HUNDREDS of people across County Limerick have been attending meetings this week to express their anger, dismay and unhappiness about the new or upgraded road that is planned to run between Foynes and Limerick.
Four possible routes or corridors have been put forward but many householders and landowners, who could potentially be affected, are deeply unhappy with the lack of detail and information available to them. And many more says they were unaware of the plans until the public consultation meetings were actually over.
This week, meetings which took place in Clarina, Kilcornan and Askeaton attracted hundreds of people and more are planned for next week. But a new round of consultation meetings has been ruled out by Limerick City and County Council.

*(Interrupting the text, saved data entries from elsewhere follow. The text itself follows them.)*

PR #1716, opened 2022-06-19
`logIn`/`logOut`: fix: sync attributes before aliasing

NachoSoto:
Fixes [CSDK-36].

Depends on #1715.


Sources/Identity/IdentityManager.swift
```diff
@@ -100,10 +129,10 @@ class IdentityManager: CurrentUserProvider {
         }
     }
 
-    func logOut(completion: (Error?) -> Void) {
+    func performLogOut(completion: (Error?) -> Void) {
```
NachoSoto, line 132: This could use a better name too.

Sources/Identity/IdentityManager.swift
```diff
@@ -20,23 +20,32 @@ protocol CurrentUserProvider {
 
 }
 
+protocol AttributeSyncing {
```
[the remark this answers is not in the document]
taquitos: I would have made it even worse with `AttributeSyncable` so yeah, I've got nothing.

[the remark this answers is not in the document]
taquitos: It's an old habit but with interfaces/protocols when it adds some ability, I always add `able` to the end.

“The mood has been one of confusion and anxiety and some despair, and that is down to the fact that the proposals have not been communicated well by the National Roads Authority,” Cllr Emmett O’Brien told the Limerick Leader this Wednesday. Unfortunately, he added, councillors are taking the brunt of this and are being left to do the job which should have been done by the NRA and the consultants and road designers who drew up the plans. Nobody is against the project, he said, but there are serious concerns about the manner in which the plans have been rolled out. A lot of people didn’t know their farms or houses were on the routes being proposed, he said, and he felt they should have been informed by letter.

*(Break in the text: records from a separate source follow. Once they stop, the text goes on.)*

Issue #1717, opened 2022-06-20
Configuration.Builder .with(appUserID: )  not accepting nil as a parameter


unxavi:
- [x ] I have updated Purchases SDK to the latest version
- [ x] I have read the [Contribution Guidelines](https://github.com/RevenueCat/purchases-ios/blob/main/Development/CONTRIBUTING.md)
- [ x] I have searched the [Community](https://community.revenuecat.com)
- [ x] I have read [docs.revenuecat.com](https://docs.revenuecat.com/)
- [ x] I have searched for [existing Github issues](https://github.com/RevenueCat/purchases-ios/issues)

**Describe the bug**
This might be a bug on the SDK or on the documentation. The documentation of the SDK stays:

```
 /**
         * Set an `appUserID`.
         * - Parameter appUserID: The unique app user id for this user. This user id will allow users to share their
         * purchases and subscriptions across devices. Pass `nil` or an empty string if you want ``Purchases``
         * to generate this for you.
         *
         * - Note: Best practice is to use a salted hash of your unique app user ids.
         *
         * - Important: Set this property if you have your own user identifiers that you manage.
         */
        @objc public func with(appUserID: String) -> RevenueCat.Configuration.Builder
```

But the param for `appUserID`is `String` and not `String?`

1. Environment
   1. Platform: iOS
   2. SDK version: 3.7.0
   3. StoreKit 2 enabled (Y/N): N
   4. OS version: All
   5. Xcode version: 13.4.1
   6. How widespread is the issue. Percentage of devices affected.

**Additional context**
None

aboedo:
Hey @unxavi! Thanks for opening!! 

Perhaps we could do a better job at documenting the intended usage here. 

From our [SDK reference docs](https://revenuecat.github.io/purchases-ios-docs/4.6.1/documentation/revenuecat/purchases/configure(with:)): 

```swift
 Purchases.configure(
     with: Configuration.Builder(withAPIKey: Constants.apiKey)
              .with(usesStoreKit2IfAvailable: true)
              .with(observerMode: false)
              .with(appUserID: "<app_user_id>")
              .build()
     )
```

So... basically you don't need to call `.with` unless you want to specify the `appUserID`. If you don't call it at all, it's the same as passing `nil`. 

I.e.: in order to pass in `nil`, just call
```swift
 Purchases.configure(with: "<api_key>")
```

I hope that makes sense!

unxavi:
[...]

PR #1720, opened 2022-06-21
`Purchases.configure`: added overload taking a `Configuration.Builder`

NachoSoto:
Fixes [CF-780].

See https://github.com/RevenueCat/purchases-ios/issues/1717#issuecomment-1160718519 for an example of a user trying to do this.

### DIFF
--- a/Sources/Purchasing/Purchases/Purchases.swift
+++ b/Sources/Purchasing/Purchases/Purchases.swift
@@ -1442,6 +1442,35 @@ public extension Purchases {
     }
 
     /**
+     * Configures an instance of the Purchases SDK with a specified ``Configuration/Builder``.
+     *
+     * The instance will be set as a singleton.
+     * You should access the singleton instance using ``Purchases/shared``
+     *
+     * - Parameter builder: The ``Configuration/Builder`` object you wish to use to configure ``Purchases``
+     *
+     * - Returns: An instantiated ``Purchases`` object that has been set as a singleton.
+     *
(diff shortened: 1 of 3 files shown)


Sources/DocCDocumentation/DocCDocumentation.docc/RevenueCat.md
```diff
@@ -55,7 +55,7 @@ Or browse our iOS sample apps:
 
 ### Configuring the SDK
 - ``Purchases/configure(withAPIKey:)``
-- ``Purchases/configure(with:)``
+- ``Purchases/configure(with:)-6oipy``
```
NachoSoto, line 58: This helps DocC resolve the overload.
I decided not to add the new one here since it doesn't really add anything new, it's just a shortcut.

taquitos: So it doesn't show up like that in the docs? Cool.

taquitos (approved):
🐐👷‍♂️

download-77

Sources/DocCDocumentation/DocCDocumentation.docc/RevenueCat.md
NachoSoto: No hehe, it'll just show the right overload type:

taquitos: That's what I thought, just had to double check cause I'm not familiar with how it works 😄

Meanwhile, the date for submissions by the public has been extended a further two weeks to April 10, as a result of pressure brought to bear by councillors in the Adare Rathkeale Municipal District.

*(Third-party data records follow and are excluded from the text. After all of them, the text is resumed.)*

PR #1721, opened 2022-06-21
`Purchases.customerInfo(fetchPolicy:)`: actually use `fetchPolicy` parameter

NachoSoto:
This was being ignored in the `async` method


taquitos (approved):
🤦‍♂️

But, despite a plea by Mayor Kevin Sheahan, to hold another public consultation meeting in the area to allay people’s fears, councillors were told that anybody with concerns should go to the design office at Lissanalta House or drop in to the Rathkeale Area Office.
“It affords people a more private space to tease out the issues,” director of transportation, Paul Crowe said. The preferred route would be selected sometime later this year, he added.
“The telephones are hopping,” Mayor Sheahan said. “There are many, many people looking at maps, seriously concerned about what is likely to happen.”
It was, he said afterwards, the most contentious issue he had come across in his career and he was deeply critical at the lack of notice given about the plans.
Some routes would indicate a “huge carnage of farms”, Cllr Stephen Keary said. Consultants had been paid big money to draft the plans, he argued, yet the maps used were outdated. Houses built in the last three to five years, he said, were not even marked.
A big problem also, according to Cllr Richard O’Donoghue was that people couldn’t understand the maps. A big wave of submissions is expected.